:: REQUIRED WORK ::
Once the line containing "Two unit regressions" has been written out, stop; until then, restate each line of the entries below word for word from the first.

Stored items:
BEGIN
PR #920, opened 2026-08-14
feat(council): configurable chair-synthesis timeout

klass-723:
## Context

Follow-up to #919 (always emit `summary.json`). Same report: `orchestrate.sh council` on macOS with a codex seat routed through the chatgpt.com MCP transport. The chair-synthesis step reads every member artifact and writes the final structured document, so it needs more room than a single advice seat — and on that slow chair path the plain per-seat cap can expire mid-write, killing synthesis right at the boundary.

Today the synthesis dispatch just reuses `council_seat_timeout <chair>`, so there is no way to give synthesis more time without also loosening every advice seat.

## Change

- New `council_synthesis_timeout()` resolves `OCTOPUS_COUNCIL_SYNTHESIS_TIMEOUT` first, then falls back to the chair provider's normal per-seat resolution (`OCTOPUS_COUNCIL_TIMEOUT_<PROVIDER>` → `--seat-timeout` → legacy global → default).
- `council_live_response` applies it **only** to the `chair-synthesis` phase; advice/critique/revision seats keep the existing per-seat cap.

Backward-compatible: unset ⇒ identical behavior to today.

## Tests

Two unit regressions in `test-council-command.sh`:
- `council_synthesis_timeout_overrides_seat_cap` — override wins; unset falls back to per-seat resolution (incl. per-provider tuning); invalid (`0`) falls through instead of disabling the cap.
- `council_live_response_uses_synthesis_timeout_for_chair` — captures the timeout arg handed to `run_agent_sync_consultative`: `chair-synthesis` gets the synthesis value, `independent-advice` keeps the per-seat value.

`tests/unit/test-council-command.sh`: **75 passed, 0 failed, 1 skipped** (pre-existing macOS-CI pty flake). No file-mode changes.

## Relation to the other follow-ups

- The "auto-retry spawns more stalling run dirs" signature is **not** an internal `orchestrate.sh` retry (the `council)` route just calls `council_run`); it was the caller re-invoking. #919 already makes each run emit a machine-detectable `summary.json`, so the caller stops blind-retrying.
- A separate change will classify a seat killed by its own timeout monitor as `timed-out` (not generic `no-response`) so a codex exit 137 reads as "hit the cap, raise `OCTOPUS_COUNCIL_TIMEOUT_CODEX`" rather than a mysterious SIGKILL/OOM.

## Summary by CodeRabbit

* **New Features**
  * Added a dedicated timeout setting for AI council chair synthesis.
  * Synthesis uses the configured override when available, with provider-specific and default timeout fallbacks.

* **Documentation**
  * Documented the new `OCTOPUS_COUNCIL_SYNTHESIS_TIMEOUT` setting in the unreleased changelog.

* **Bug Fixes**
  * Improved timeout handling so chair synthesis can be bounded independently from regular council responses.

### DIFF
--- a/CHANGELOG.md
+++ b/CHANGELOG.md
@@ -2,6 +2,17 @@
 
 ## [Unreleased]
 
+### Added
+
+- `OCTOPUS_COUNCIL_SYNTHESIS_TIMEOUT` bounds the chair-synthesis dispatch
+  independently of the per-seat cap. Synthesis reads every member artifact and
+  writes the final structured document, so it routinely needs more room than a
+  single advice seat — and on a slow chair path (e.g. codex via the
+  chatgpt.com MCP transport) the plain seat cap can expire mid-write. When
+  unset, synthesis keeps falling back to the chair provider's normal per-seat
+  resolution, so existing tuning (`OCTOPUS_COUNCIL_TIMEOUT_<PROVIDER>`,
+  `--seat-timeout`) still applies.
+
 ## [9.64.0] - 2026-08-13
 
 ### Changed
--- a/CHANGELOG.md
+++ b/CHANGELOG.md
@@ -8,10 +8,12 @@
   independently of the per-seat cap. Synthesis reads every member artifact and
   writes the final structured document, so it routinely needs more room than a
   single advice seat — and on a slow chair path (e.g. codex via the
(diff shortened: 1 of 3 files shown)


nyldn:
Landing this onto main via #926 (rebased onto #919; CHANGELOG conflict resolved). This PR can close once #926 merges.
END
:: SOLUTION ::
PR #920, opened 2026-08-14
feat(council): configurable chair-synthesis timeout

klass-723:
## Context

Follow-up to #919 (always emit `summary.json`). Same report: `orchestrate.sh council` on macOS with a codex seat routed through the chatgpt.com MCP transport. The chair-synthesis step reads every member artifact and writes the final structured document, so it needs more room than a single advice seat — and on that slow chair path the plain per-seat cap can expire mid-write, killing synthesis right at the boundary.

Today the synthesis dispatch just reuses `council_seat_timeout <chair>`, so there is no way to give synthesis more time without also loosening every advice seat.

## Change

- New `council_synthesis_timeout()` resolves `OCTOPUS_COUNCIL_SYNTHESIS_TIMEOUT` first, then falls back to the chair provider's normal per-seat resolution (`OCTOPUS_COUNCIL_TIMEOUT_<PROVIDER>` → `--seat-timeout` → legacy global → default).
- `council_live_response` applies it **only** to the `chair-synthesis` phase; advice/critique/revision seats keep the existing per-seat cap.

Backward-compatible: unset ⇒ identical behavior to today.

## Tests

Two unit regressions in `test-council-command.sh`:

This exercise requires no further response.